Around the world authorities have enacted strict travel bans for the central Chinese cities of Huanggang, Ezhou and Wuhan where almost 20 million people live. At least 17 people have died and more than 570 have been sickened by what is assumed to be the coronavirus.
Coronaviruses are named for how the cells look under the microscope.  The spikes that protrude from their membranes resemble the sun’s corona. They can infect both animals and people.  The disease causes illnesses of the respiratory tract, ranging from the common cold to severe conditions like SARS.

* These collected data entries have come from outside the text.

Issue #1361, opened 2023-02-07
Review server logging and improve sensitivity and quality of logged messages


iainsproat:
Follows on from: https://github.com/specklesystems/speckle-server/issues/1105

Now that we have structured logs and these are being aggregated, we have the opportunity to improve our logging.

We should log more relevant events.
We should reduce unhelpful log events.

PR #1416, opened 2023-02-24
feat(logging): log all http requests and responses

iainsproat:
## Description & motivation

Uses pino's http logger to automatically log requests and responses to all REST API endpoints.
Headers are removed so sensitive information is not logged, with the exception of select 'allow-listed' headers.
Log level is adjusted depending on http status code (error for 500<=x, silent for 300>=x<400, info otherwise).

Part of https://github.com/specklesystems/speckle-server/issues/1361

## Changes:

- enables pino-http auto logger, removing all but an allow list of headers from the logs.
- adds a `x-request-id` header and `req.id` property to all requests and responses.
- delegates most response logging to pino-http auto logger.

## Checklist:

### DIFF
--- a/packages/server/modules/core/tests/generic.spec.js
+++ b/packages/server/modules/core/tests/generic.spec.js
@@ -1,4 +1,12 @@
 /* istanbul ignore file */
+const { mockRequireModule } = require('@/test/mockHelper')
+const envHelperMock = mockRequireModule(
+  [
+    '@/modules/shared/helpers/envHelper',
+    require.resolve('../../shared/helpers/envHelper')
+  ],
+  ['@/modules/shared/index']
+)
 const expect = require('chai').expect
 
 const { beforeEachContext } = require('@/test/hooks')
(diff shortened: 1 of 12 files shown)


packages/server/logging/expressLogging.ts
```diff
@@ -1,7 +1,75 @@
...
 import HttpLogger from 'pino-http'
+import { IncomingMessage } from 'http'
+import { NextFunction, Response } from 'express'
+import pino, { SerializedResponse } from 'pino'
 
 export const LoggingExpressMiddleware = HttpLogger({
   logger,
-  autoLogging: false
+  autoLogging: true,
+  genReqId: (req) => {
```
gjedlicska, line 11: if you extracted the function out from the `DetermineRequestIdMiddleware`, to take the existing id first and fall back to the header, than the guid, you could pass that function in here to the `genReqId` argument and reuse it in the middleware

gjedlicska (changes requested):

Issue #1200, opened 2022-11-11
Verification Emails Do Not Display Button in Outlook Desktop Dark Mode


didimitrie:
## What package are you referring to?
Speckle Server / Emails module

## Describe the bug

Our big friendly blue button from emails does not display properly in MS Outlook Desktop in Dark Mode. 

Reported on twitter: https://twitter.com/gschleusner/status/1591151312699330575

## Expected behavior

The button should display. 

## Screenshots

See twitter thread linked above.

ahofbeck:
It is not only happening with the Darkmode
![image](https://user-images.githubusercontent.com/32340026/214433394-75431bf9-34d2-4203-a1cf-a998255883e5.png)

but also old school with the white background
![image](https://user-images.githubusercontent.com/32340026/214433518-a8c51bb2-c4b5-4131-8d7a-438a530f4e0a.png)

![image](https://user-images.githubusercontent.com/32340026/214433898-4b21370a-befb-4a7a-9afd-55fea11fc897.png)

gjedlicska:
Well, it looks like Outlook on especially windows [doesn't support](https://www.campaignmonitor.com/css/color-background/css-gradients/) CSS gradients.

This causes the header logo component and the CTA button to be not rendered at all in the desktop client.

gjedlicska:
Hey @ahofbeck,

This has been released to `speckle.xyz` would u mind testing a server / stream invite email in your desktop outlook mail?

Thanks :)

ahofbeck:
Hi @gjedlicska,

it is still the same issue :(. We did it on our own deployment with newest version, but it was the same for speckle.xyz

![MicrosoftTeams-image (21)](https://user-images.githubusercontent.com/32340026/224033407-4ca9881b-eced-44a9-ad9d-71302cd02230.png)
![MicrosoftTeams-image (20)](https://user-images.githubusercontent.com/32340026/224033412-944a9d0a-f947-4b9b-bce0-96238e3063b6.png)

gjedlicska:
Thanks for testing @ahofbeck, reopening for further investigation.

gjedlicska:
Ok, I think I fixed this:

Rounding the corners is still too much to ask, but hey, atleast you can click the button...

![image](https://user-images.githubusercontent.com/57442769/224943717-6cb33acc-bf5d-4b0c-90a7-e13afc7527ef.png)


[...]

PR #1448, opened 2023-03-13
refactor(server email templates): use the mjml ejs rendering for all emails

gjedlicska:
This has been left half baked for a while. Now all outgoing emails should use the ejs mjml on the fly rendering.

Unforch my local server is refusing to send emails with mailjet, so I'd like to get this out to latest for a proper testing.
Once that is done, I'm gonna create an additional cleanup PR, that removes the traces of the old rendering system.


gjedlicska:
hopefully fixes #1200

PR #2607, opened 2024-08-07
Fix(dui3): Use existing cards for latter operations

oguzhankoral:
Instead of creating new model cards, finds the existing one and patch it with important data before running send/receive operation.

Patching on send:
- `sendFilter`
- `isExpired`

Patching on receive:
- `selectedVersionId`
- `latestVersion`

SEND
SketchUp_CF9YQK47Yr-ezgif com-resize

RECEIVE
0iqTfHlSrB


didimitrie (approved):
i like it this way - well done!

Symptoms of infection include a high fever, difficulty breathing and lung lesions. Milder cases may resemble the flu or a bad cold, making detection very difficult. The incubation period — the time from exposure to the onset of symptoms — is believed to be about two weeks.
The US Centers for Disease Control and Prevention (CDC) just reported the first case in the United States on 15 January. Taiwan also confirmed its first infection today, and a boy in the Philippines reportedly tested positive for the virus. (Thailand, Japan, and South Korea have all previously reported cases.) The total number of confirmed cases again shot up by Thursday, to more than 300, including six deaths.
The Airports Company, Ministry of Home Affairs, relevant organs of state security, our Embassy in China that issues visas, Tour operators with booked Chinese visitors and other agencies should already be meeting with the ministry of health to at least discuss the matter. 
Information is power.  Even the facts we note in this article could be altered by the time we go to print.   This situation is fluid.   We must not be lackadaisical about epidemics. Better to have a plan and not need it than to need a plan and not have it.  Ministry of Health, we await your comment on this important matter.